PR #1102, opened 2025-02-06
fix: use ubuntu-24.04 runners for docker workflows

veaceslavdoina:
We recently observed that `amd64` Docker builds, which uses `ubuntu-22.04` runner, started to fail because they are running on the self-hosted runners.

And there two issues with that
- Self hosted runners are not configured properly to run Docker
- We have clashed labels - `ubuntu-22.04` is used by self-hosted runners and GitHub ones as well

PR contains a quick workaround to switch to the GutHub hosted runners with the labels `ubuntu-24.04` and `ubuntu-24.04-arm`.

### DIFF
--- a/.github/workflows/docker-reusable.yml
+++ b/.github/workflows/docker-reusable.yml
@@ -94,11 +94,11 @@ jobs:
           - target:
               os: linux
               arch: amd64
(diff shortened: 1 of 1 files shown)


gmega (approved):
YES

──────────

* [What you will do]
What you return should be the lines from the start of the data through the line with "And there two issues with that", quoted exactly and nothing more.

* [Task response]
PR #1102, opened 2025-02-06
fix: use ubuntu-24.04 runners for docker workflows

veaceslavdoina:
We recently observed that `amd64` Docker builds, which uses `ubuntu-22.04` runner, started to fail because they are running on the self-hosted runners.

And there two issues with that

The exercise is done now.